From the records, return each line that has the word "tests" in it.

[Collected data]
──────────────────────────────

PR #1586, opened 2026-08-25
fix(view): protect populated cache on dematerialize

### LINKED ISSUE #1404: Audit: Rust registers 25 of Go v1.0.0's 39 schema definition validators

iverc:
## Context

This is 3/3 in the schema-definition validation stack and depends on #1585. A metadata-only patch could dematerialize a populated view while leaving its cache data behind.

## Changes

- reject materialized-to-embedded transitions while the view cache contains data
- reuse the existing collection-data check at the shared patch decision point
- continue allowing empty views to dematerialize and embedded views to rematerialize
- add a regression covering the populated-cache transition

## Testing

- [x] `cargo test -p db --test definition`
- [x] `cargo test -p db`
- [x] `cargo test -p schema -p query`
- [x] `cargo clippy -p schema -p query -p db --all-targets -- -D warnings`
- [x] `git diff --check`

Closes #1404

### DIFF
--- a/crates/db/src/definition/patch/mod.rs
+++ b/crates/db/src/definition/patch/mod.rs
@@ -168,6 +168,17 @@ impl<S: Store> crate::database::DB<S> {
         // same index/head/cache namespace as the rest of the collection history.
         new_schema.root_id = old_schema.root_id;
 
+        // Matches Go's validateDematerializedViewHasNoData.
+        if old_schema.is_materialized
+            && !new_schema.is_materialized
+            && self.collection_has_data(&old_schema).await?
+        {
+            return Err(Error::InvalidPatch(format!(
+                "cannot dematerialize a materialized view that has data, first truncate it and then try again. Name: {}, VersionID: {}",
+                old_schema.name, old_schema.version_id
+            )));
+        }
+
         // Handle in-place updates (deactivation, IsActive-only, or PreviousVersion/Transform-only).
         // These don't create a new schema version - they update the existing one.
         let is_isactive_only_change = is_active_explicitly_set
--- a/crates/db/tests/definition/patch.rs
+++ b/crates/db/tests/definition/patch.rs
@@ -6,6 +6,7 @@ use schema::FieldKind;
 use schema::ScalarArrayKind;
 use storage::backends::MemoryStore;
 use storage::corekv::Key;
+use storage::keys::datastore::ViewCacheKey;
 use storage::keys::systemstore::LensConfigKey;
 
 async fn agent_response_db() -> DB<MemoryStore> {
@@ -288,6 +289,72 @@ async fn patch_view_query_creates_new_version() {
         Some(original.version_id())
     );
     assert_eq!(db.get_all_collection_versions().await.unwrap().len(), 3);
+}
+
+#[tokio::test]
+async fn patch_dematerialization_requires_an_empty_view() {
+    let db = DB::new(MemoryStore::new()).unwrap();
+    let users = query::parse_sdl("type Users { name: String }").unwrap();
+    db.create_collections_atomic(users).await.unwrap();
+
+    let mut views = query::parse_sdl("type UserView { name: String }").unwrap();
+    let select = query::parse_query("query { Users { name } }").unwrap();
+    views[0].query = Some(schema::QuerySource::new(query::select_to_go_json(
+        &select[0],
+    )));
+    views[0].is_materialized = true;
+    db.create_collections_atomic(views).await.unwrap();
+    let dematerialized = db
+        .patch_collection(
+            "UserView",
+            r#"[{"op":"replace","path":"/UserView/IsMaterialized","value":false}]"#,
+            None,
+        )
+        .await
+        .unwrap();
+    assert!(!dematerialized.is_materialized);
+
+    let view = db
+        .patch_collection(
+            "UserView",
+            r#"[{"op":"replace","path":"/UserView/IsMaterialized","value":true}]"#,
+            None,
+        )
+        .await
+        .unwrap();
+    assert!(view.is_materialized);
+
+    let txn = db.new_txn(false).await.unwrap();
+    let cache_key = ViewCacheKey::new(view.root_id, 0).bytes();
+    txn.datastore()
+        .unwrap()
+        .set(&cache_key, b"cached")
+        .await
+        .unwrap();
+    txn.commit().await.unwrap();
+
+    let txn = db.new_txn(true).await.unwrap();
+    assert!(txn
+        .datastore()
+        .unwrap()
+        .get(&cache_key)
+        .await
+        .unwrap()
+        .is_some());
+    txn.force_discard().unwrap();
+
+    let error = db
+        .patch_collection(
+            "UserView",
+            r#"[{"op":"replace","path":"/UserView/IsMaterialized","value":false}]"#,
+            None,
+        )
+        .await
+        .unwrap_err();
+
+    assert!(error.to_string().contains(
+        "cannot dematerialize a materialized view that has data, first truncate it and then try again"
+    ));
 }
 
 #[tokio::test]


crates/db/src/definition/patch/mod.rs
```diff
@@ -168,6 +168,17 @@ impl<S: Store> crate::database::DB<S> {
         // same index/head/cache namespace as the rest of the collection history.
         new_schema.root_id = old_schema.root_id;
 
+        // Matches Go's validateDematerializedViewHasNoData.
+        if old_schema.is_materialized
+            && !new_schema.is_materialized
+            && self.collection_has_data(&old_schema).await?
+        {
+            return Err(Error::InvalidPatch(format!(
+                "cannot dematerialize a materialized view that has data, first truncate it and then try again. Name: {}, VersionID: {}",
```
jackzampolin: **[bug]** The new error tells the caller to truncate the view and retry, matching Go v1.0.0 (`errDematerializePopulatedView`). In Go v1.0.0, `collection.Truncate` deletes `keys.ViewCacheKey{CollectionShortID}` (`internal/db/collection_truncate.go`), which is what makes that recovery work. Rust `truncate_collection` / `truncate_collection_metadata` only drop `/d/`, `/del/`, `/v/`, index, and head prefixes — not `ViewCacheKey::collection_prefix`. After this check lands, a materialized view with cache data cannot be dematerialized by following the error: truncate leaves the cache, `collection_has_data` still returns true, and the next patch fails the same way. The only working workaround is emptying the source collection and calling `refresh_views` (which clears then rebuilds), which is not what the error says.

──────────────────────────────

:: Worked solution ::
--- a/crates/db/tests/definition/patch.rs
+++ b/crates/db/tests/definition/patch.rs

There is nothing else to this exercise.